Recommender Project

20 views

Skip to first unread message

Aubrey Sherman

unread,

Aug 11, 2025, 6:43:57 AMAug 11

to Machine Learning for Kids

Hi Dale,

I've been working through the film recommendation project from your book. The 'Describe your model!' feature on the website has been really helpful in demystifying how the text recognition model is operating under the hood.

As some of the concepts are still new to me, could you explain a bit more about how this training works? More specifically, I'm trying to figure out how to create better training examples.
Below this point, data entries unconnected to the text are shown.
PR #429, opened 2022-08-26
[806] Assessor filter

gpeng:
Add assessor filter to the application forms page.

There are some styling issues with the form labels vs the prototype and we need to think about how values are cleared from the form as that seems a bit buggy but we can address that separately.

Screenshot 2022-08-26 at 09 26 49

### DIFF
--- a/app/controllers/assessor_interface/application_forms_controller.rb
+++ b/app/controllers/assessor_interface/application_forms_controller.rb
@@ -1,5 +1,6 @@
 class AssessorInterface::ApplicationFormsController < AssessorInterface::BaseController
   def index
+    @assessors = Staff.all
     @application_forms =
       ::Filters::ALL.reduce(ApplicationForm.active) do |scope, filter|
         filter.apply(scope:, params:)
--- a/app/lib/filters.rb
+++ b/app/lib/filters.rb
@@ -1,3 +1,3 @@
 module Filters
-  ALL = [Name, Country].freeze
+  ALL = [Name, Assessor, Country].freeze
 end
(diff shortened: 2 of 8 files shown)


app/controllers/assessor_interface/application_forms_controller.rb
```diff
@@ -1,5 +1,6 @@
 class AssessorInterface::ApplicationFormsController < AssessorInterface::BaseController
   def index
+    @assessors = Staff.all
```
thomasleese, line 3: I've been thinking about this for the state filter, and I wondered about having a method on the filter itself.

Something like:

```rb
class Filters::Assessor
  def options
    Staff.all.map { |staff| [staff.id, staff.name] }
  end
end
```

And then in the view something like:

```erb
<%- Filters::Assessor.new(@application_forms).options.each do |id, label| -%>
```

My thinking behind this was that for my state filter, we want to show the counts of the number of application forms in each state on each checkbox, and for that we need access to the `scope` so we can show the count based on the existing filters. This might allow it to be done in a consistent way for the assessor filter and the state filter, or I can refactor when I build the state filter.

thomasleese (approved):

app/controllers/assessor_interface/application_forms_controller.rb
gpeng: 🤔 Not sure. Let's have a chat about it. I initially thought it was a good idea but it does mix the concerns of the filter up a bit with view stuff.

gpeng: Discussed offline. Decided to use a view object for this stuff and keep the filters for filterin'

All three of the films in the book's demo have 5 examples each, and they share language in common: things like "I enjoy" or "I want" or "I like". Do words or phrases like those, that appear across all classes, get given less weight? What types of phrasing or language is best to use (e.g. longer statements that may have more filler or common language, or more concise/directed statements?) If a user provides an input that doesn't match any of the classes, what determines which one it will default to?

Thanks!

Aubrey

Dale Lane

unread,

Aug 11, 2025, 3:24:25 PMAug 11

to Machine Learning for Kids

The general answer is that there is no definitive "best" training examples to use - rather that you should focus on examples that are representative of what you want the model to be good at recognising.

e.g. If you want the model to be good at recognising longer sentences with more filler words, then you need examples of longer sentences with filler words. If you want it to be good at recognising very short sentence fragments, you need examples of short sentences fragments. etc.

If there are training examples that have things in common across multiple labels (e.g. "I want") then it is likely that the model will learn that those words have a low significance.

When you test with something that you expect to not match any of the labels, I would hope that the model will reflect this with a low confidence score. The label that is chosen will be a reflection of something the example has in common with a pattern identified during training. There will be hundreds of features that go into the classifying, so even for an example that intuitively has no match for any label, there will be likely to be some feature scorer that triggers in a way that gives one label a slightly higher score than the others.